Stored items from a collection
PR #2357, opened 2025-12-18
ci: add ARM64 binary architecture verification

JeremyTheocharis:
## Summary

Add CI verification to prevent future ARM64 image regressions like the TARGETARCH issue (ENG-4058, #2356).

## Changes

Add `verify-arm64-binaries` job to `build-umh-core.yml` that:

- **Runs on native ARM64**: Uses `depot-ubuntu-24.04-arm` (no QEMU emulation)
- **Retry logic**: 5 retries with exponential backoff for image pull race conditions
- **Binary verification**: Checks all critical binaries are ARM64:
  - `/usr/local/bin/benthos`
  - `/opt/redpanda/bin/redpanda`
  - `/usr/local/bin/umh-core`
  - `/command/s6-svscan`
  - `/command/s6-supervise`
  - `/command/execlineb`
- **Smoke tests**: Verifies binaries actually execute (catches CGO/linking issues)
- **Job summary**: Adds architecture check results to GitHub Actions summary

## Cost

~$0.008 per run (1-2 minutes on ARM runner) - runs on every build

## Stacked PR

This PR is stacked on top of #2356 (ENG-4058 - TARGETARCH fix). Once #2356 is merged, this PR's base should be updated to `staging`.

## Test Plan

- [ ] Verify workflow syntax is valid
- [ ] After base PR merges, CI should run and verify ARM64 binaries
- [ ] Check job summary shows architecture verification results

ENG-4060

### DIFF
--- a/.github/workflows/build-umh-core.yml
+++ b/.github/workflows/build-umh-core.yml
@@ -97,14 +97,31 @@ jobs:
             VERSION=${{ steps.version.outputs.VERSION }} \
             TAGS="$TAGS"
 
-  verify-arm64-binaries:
-    name: Verify ARM64 Image
+  verify-binaries:
+    name: Verify ${{ matrix.arch }} Image
     needs: build
-    runs-on: depot-ubuntu-24.04-arm
+    runs-on: ${{ matrix.runner }}
     timeout-minutes: 10
     permissions:
       contents: read
       packages: read
+    strategy:
+      fail-fast: false
+      matrix:
+        arch: [arm64, amd64]
+        include:
+          - arch: arm64
+            runner: depot-ubuntu-24.04-arm
+            platform: linux/arm64
+            expected_machine: "b700"
+            expected_uname: "aarch64"
+            arch_name: "ARM aarch64"
+          - arch: amd64
+            runner: depot-ubuntu-24.04
+            platform: linux/amd64
+            expected_machine: "3e00"
+            expected_uname: "x86_64"
+            arch_name: "x86-64"
     steps:
       - name: Login to GitHub Container Registry
         uses: docker/login-action@v3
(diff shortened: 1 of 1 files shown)


.github/workflows/build-umh-core.yml
```diff
@@ -97,6 +97,154 @@ jobs:
...
+        run: |
+          ARCH=$(uname -m)
+          echo "Runner architecture: $ARCH"
+          echo "Expected: ${{ matrix.expected_uname }}"
+          if [ "$ARCH" != "${{ matrix.expected_uname }}" ]; then
+            echo "::error::Not running on expected architecture! Expected: ${{ matrix.expected_uname }}, Got: $ARCH"
+            exit 1
+          fi
+
+      - name: Pull ${{ matrix.arch }} image with retry
```
FalconTube, line 143: I would suggest to use an existing GHA (https://github.com/marketplace/actions/retry-step?version=v3.0.2) for the retry logic. Makes it more readable and is probably better tested. 

```yaml
uses: nick-fields/retry@ce71cc2ab81d554ebbe88c79ab5975992d79ba08 # v3
with:
  timeout_seconds: 10
  max_attempts: 5
  command: |
    SHORT_SHA...
    IMAGE...
    docker pull ...
```

.github/workflows/build-umh-core.yml
```diff
@@ -97,6 +97,154 @@ jobs:
...
+        run: |
+          set -euo pipefail
+          echo "Running smoke tests..."
+
+          # Test benthos
+          docker run --rm --platform ${{ matrix.platform }} "$IMAGE" benthos --version
+          echo "benthos executes"
+
+          # Test umh-core
+          docker run --rm --platform ${{ matrix.platform }} "$IMAGE" umh-core --help || true
```
FalconTube: These tests always succeed, even if there is a `panic` when executing the go binary.
It will also succeed, if a wrong typo is in there e.g. `umh-XXX-core` instead of `umh-core`.
Therefore, I do not think these tests make much sense.
We should be fine by checking the correct architecture, as we do above.

FalconTube (changes requested):
Makes a lot of sense to have this now in CI, nice!

In addition to my comments in the code I would suggest to move the entire `verify-binaries` job into a separate `verify-binaries-in-dockerfiles.yml` workflow, make it callable via:

```yaml
on:
    workflow_call:
```

and then call it from the `build-umh-core.yml`. This separates concerns, also allows for standalone execution and should make it more maintainable :)

led0nk (approved):
tested it locally, looks okay to me. i think it might be a bit bloated but it works properly

FalconTube (approved):
Good to merge now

#### [Exercise instructions]
What is needed is an exact restatement of every record above.

#### [Result for this exercise]
PR #2357, opened 2025-12-18
ci: add ARM64 binary architecture verification

JeremyTheocharis:
## Summary

Add CI verification to prevent future ARM64 image regressions like the TARGETARCH issue (ENG-4058, #2356).

## Changes

Add `verify-arm64-binaries` job to `build-umh-core.yml` that:

- **Runs on native ARM64**: Uses `depot-ubuntu-24.04-arm` (no QEMU emulation)
- **Retry logic**: 5 retries with exponential backoff for image pull race conditions
- **Binary verification**: Checks all critical binaries are ARM64:
  - `/usr/local/bin/benthos`
  - `/opt/redpanda/bin/redpanda`
  - `/usr/local/bin/umh-core`
  - `/command/s6-svscan`
  - `/command/s6-supervise`
  - `/command/execlineb`
- **Smoke tests**: Verifies binaries actually execute (catches CGO/linking issues)
- **Job summary**: Adds architecture check results to GitHub Actions summary

## Cost

~$0.008 per run (1-2 minutes on ARM runner) - runs on every build

## Stacked PR

This PR is stacked on top of #2356 (ENG-4058 - TARGETARCH fix). Once #2356 is merged, this PR's base should be updated to `staging`.

## Test Plan

- [ ] Verify workflow syntax is valid
- [ ] After base PR merges, CI should run and verify ARM64 binaries
- [ ] Check job summary shows architecture verification results

ENG-4060

### DIFF
--- a/.github/workflows/build-umh-core.yml
+++ b/.github/workflows/build-umh-core.yml
@@ -97,14 +97,31 @@ jobs:
             VERSION=${{ steps.version.outputs.VERSION }} \
             TAGS="$TAGS"
 
-  verify-arm64-binaries:
-    name: Verify ARM64 Image
+  verify-binaries:
+    name: Verify ${{ matrix.arch }} Image
     needs: build
-    runs-on: depot-ubuntu-24.04-arm
+    runs-on: ${{ matrix.runner }}
     timeout-minutes: 10
     permissions:
       contents: read
       packages: read
+    strategy:
+      fail-fast: false
+      matrix:
+        arch: [arm64, amd64]
+        include:
+          - arch: arm64
+            runner: depot-ubuntu-24.04-arm
+            platform: linux/arm64
+            expected_machine: "b700"
+            expected_uname: "aarch64"
+            arch_name: "ARM aarch64"
+          - arch: amd64
+            runner: depot-ubuntu-24.04
+            platform: linux/amd64
+            expected_machine: "3e00"
+            expected_uname: "x86_64"
+            arch_name: "x86-64"
     steps:
       - name: Login to GitHub Container Registry
         uses: docker/login-action@v3
(diff shortened: 1 of 1 files shown)


.github/workflows/build-umh-core.yml
```diff
@@ -97,6 +97,154 @@ jobs:
...
+        run: |
+          ARCH=$(uname -m)
+          echo "Runner architecture: $ARCH"
+          echo "Expected: ${{ matrix.expected_uname }}"
+          if [ "$ARCH" != "${{ matrix.expected_uname }}" ]; then
+            echo "::error::Not running on expected architecture! Expected: ${{ matrix.expected_uname }}, Got: $ARCH"
+            exit 1
+          fi
+
+      - name: Pull ${{ matrix.arch }} image with retry
```
FalconTube, line 143: I would suggest to use an existing GHA (https://github.com/marketplace/actions/retry-step?version=v3.0.2) for the retry logic. Makes it more readable and is probably better tested. 

```yaml
uses: nick-fields/retry@ce71cc2ab81d554ebbe88c79ab5975992d79ba08 # v3
with:
  timeout_seconds: 10
  max_attempts: 5
  command: |
    SHORT_SHA...
    IMAGE...
    docker pull ...
```

.github/workflows/build-umh-core.yml
```diff
@@ -97,6 +97,154 @@ jobs:
...
+        run: |
+          set -euo pipefail
+          echo "Running smoke tests..."
+
+          # Test benthos
+          docker run --rm --platform ${{ matrix.platform }} "$IMAGE" benthos --version
+          echo "benthos executes"
+
+          # Test umh-core
+          docker run --rm --platform ${{ matrix.platform }} "$IMAGE" umh-core --help || true
```
FalconTube: These tests always succeed, even if there is a `panic` when executing the go binary.
It will also succeed, if a wrong typo is in there e.g. `umh-XXX-core` instead of `umh-core`.
Therefore, I do not think these tests make much sense.
We should be fine by checking the correct architecture, as we do above.

FalconTube (changes requested):
Makes a lot of sense to have this now in CI, nice!

In addition to my comments in the code I would suggest to move the entire `verify-binaries` job into a separate `verify-binaries-in-dockerfiles.yml` workflow, make it callable via:

```yaml
on:
    workflow_call:
```

and then call it from the `build-umh-core.yml`. This separates concerns, also allows for standalone execution and should make it more maintainable :)

led0nk (approved):
tested it locally, looks okay to me. i think it might be a bit bloated but it works properly

FalconTube (approved):
Good to merge now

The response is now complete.